Creating and maintaining space in our lives claims the fertile ground of our heart and soul. Staying with our creative and contemplative practices protects us from encroachments that rob us of what we need to be fully alive. We don’t have to let ourselves be overrun by crabgrass, whether it takes the form of negative thoughts from within or impositions from without.

At a time when the news feels more oppressive week by week, fear and despair (or the anger and hate that disguise them) are the weeds that can take us over if we allow it. Our lives individually and collectively are too important to allow that to happen.

We have the ability to love one another and to bring love’s healing to the world. We need space in our lives and our hearts to do that work. The gentle intention of holding space is important right now. Holding and tending our heart space, being watchful for weeds and removing them promptly, will allow beauty and healing to bloom in our hearts, our lives, and our world.

Echoes of Advent in the New Year

Despite my best plans it’s not until now, when we’re on the quiet side of the holidays, that I can fully appreciate Advent. I meant to spend those weeks leading up to Christmas with Kathleen Wiley’s wonderful book, New Life: Symbolic Meditations on the Birth of Christ Within. A good idea, but Christmas gains speed in December and my contemplative intentions scattered.

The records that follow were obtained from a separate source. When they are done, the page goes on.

PR #4369, opened 2020-11-30
add cupyx.scipy.stats.entropy

grlee77:
This PR adds the `scipy.stats` function, `entropy`. This implementation relies on the already existing `cupyx.scipy.special.entr` and `cupyx.scipy.special.rel_entr` functions and so should be simple to review.

There is not currently a `cupyx.scipy.stats` module, so this PR has added it. However, I do not currently have plans to implement other functions within the `stats` module. This function is used within a scikit-image function we created a CUDA equivalent for in `cupyimg`. If there is not an interest in having stats functions within CuPy itself, we can just keep this implementation there.

## Benchmark with pk input only
shape | GPU time (ms) | CPU time (ms) | acceleration
------|---------------|---------------|-------------
(256,) | 0.045 +/- 0.002 | 0.019 +/- 0.001 | 0.420
(512, 512) | 0.117 +/- 0.002 | 5.334 +/- 0.067 | 45.745
(2048, 4096) | 3.266 +/- 0.213 | 181.113 +/- 1.445 | 55.447
(192, 192, 192) | 1.597 +/- 0.153 | 162.830 +/- 1.174 | 101.973

## Benchmark with pk and qk inputs
shape | GPU time (ms) | CPU time (ms) | acceleration
------|---------------|---------------|-------------
(256,) | 0.075 +/- 0.009 | 0.022 +/- 0.003 | 0.295
(512, 512) | 0.162 +/- 0.003 | 2.807 +/- 0.100 | 17.349
(2048, 4096) | 4.317 +/- 0.266 | 100.531 +/- 1.208 | 23.288
(192, 192, 192) | 1.985 +/- 0.002 | 96.379 +/- 0.544 | 48.560

<details><summary>benchmark script</summary>

import numpy
import scipy.stats

import cupy
import cupyx.scipy.stats
from cupyx.time import repeat

print("## Benchmark with pk input only")
print("shape | GPU time (ms) | CPU time (ms) | acceleration")
print("------|---------------|---------------|-------------")
for shape in [(256,), (512, 512), (2048, 4096), (192, 192, 192)]:
    pg = cupy.testing.shaped_random(shape, dtype=numpy.float32)
    perf_gpu = repeat(cupyx.scipy.stats.entropy, (pg,), n_warmup=20, n_repeat=100)
    gpu_times = perf_gpu.gpu_times * 1000

    p = cupy.asnumpy(pg)
    perf_cpu = repeat(scipy.stats.entropy, (p,), n_warmup=1, n_repeat=20)
[...]

PR #4424, opened 2020-12-08
Slight fix on `entropy` test

takagi:
This PR follows #4369 to slightly fix its test.

### DIFF
--- a/tests/cupyx_tests/scipy_tests/stats_tests/test_distributions.py
+++ b/tests/cupyx_tests/scipy_tests/stats_tests/test_distributions.py
@@ -94,7 +94,7 @@ class TestEntropyBasic(unittest.TestCase):
     })
 ))
 @testing.gpu
-@testing.with_requires('scipy')
+@testing.with_requires('scipy>=1.4.0')
 class TestEntropy(unittest.TestCase):
 
     def _entropy(self, xp, scp, dtype, shape, use_qk, base, axis, normalize):
--- a/tests/cupyx_tests/scipy_tests/stats_tests/test_distributions.py
+++ b/tests/cupyx_tests/scipy_tests/stats_tests/test_distributions.py
@@ -124,11 +124,12 @@ class TestEntropy(unittest.TestCase):
         return res
 
     @testing.for_all_dtypes(no_complex=True)
-    @testing.numpy_cupy_allclose(rtol={cupy.float16: 1e-3,
-                                       cupy.float32: 1e-6,
+    @testing.numpy_cupy_allclose(rtol={cupy.float32: 1e-6,
                                        'default': 1e-15},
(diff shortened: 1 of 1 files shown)


tests/cupyx_tests/scipy_tests/stats_tests/test_distributions.py
```diff
@@ -124,11 +124,12 @@ def _entropy(self, xp, scp, dtype, shape, use_qk, base, axis, normalize):
...
 
     @testing.for_all_dtypes(no_complex=True)
-    @testing.numpy_cupy_allclose(rtol={cupy.float16: 1e-3,
-                                       cupy.float32: 1e-6,
+    @testing.numpy_cupy_allclose(rtol={cupy.float32: 1e-6,
                                        'default': 1e-15},
                                  scipy_name='scp')
     def test_entropy(self, xp, scp, dtype):
+        # `entropy` returns float32 value for float16 input so float32
+        # tolerance is used for it.
```
emcastillo, line 132: Are the intermediate computations done in float32?
If that is the case this is fine. But if all the steps are done in float16, even though the output is float32, there will be precision losses. So the original tolerance should be kept.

Ideally, Advent is a season of quiet waiting, preparing for the birth of God into the world and the birth of our highest self into being. The four weeks leading up to Christmas focus on hope, love, joy, and peace as we invite the divine child to be born in our hearts and in our midst. But it’s only now, in the silent nights following the holidays, that there’s time to reflect on how to claim those gifts and live them out in the new year.

Hope, love, joy, and peace speak to the deepest needs of our soul. We need them so much that we’re almost afraid to ask for them, much less trust that our longing will be fulfilled. Yet the message of Christmas is that our hearts’ desires will be met if we allow it. Grace truly abounds, if we can let ourselves be open to it. This is what we are trying to show our children through the gifts we place under the tree. But we forget that grace is ours as well. The tree itself is there to remind us of life’s evergreen gifts and the light of hope, love, joy, and peace.

Back in December, as the solar calendar wound down toward the longest night and the social calendar filled up with holiday festivities, the church calendar brought us through four weeks of meditation on these gifts of the Spirit. Now as the days slowly grow longer and the sun begins its return from the far point on the horizon, I’m ready to retrace the steps through those four weeks. We’ve turned from the innermost point of the spiral, and as we wind outward again into a new year, those mediations await like a trail of breadcrumbs. The challenge is to stay in touch with how these gifts are manifest in our lives, and to find a way to give them expression.

Hope, love, joy, and peace are ours. We don’t have to create them or earn them. We don’t have to craft them or bake them or buy them. They aren’t the result for a perfectly executed holiday, they are the gifts that make our imperfect celebrations beautiful. They aren’t a reward for a perfectly lived life, they are the compass that orients us in how to live. For the next few weeks, I hope to rewind my way through the lessons of Advent and consider how to carry its gifts forward into a year in which we desperately need them. I’ll be listening for the echo of those longings shouted into the canyon of Advent, as they reverberate through these quiet days and carry us into the new year.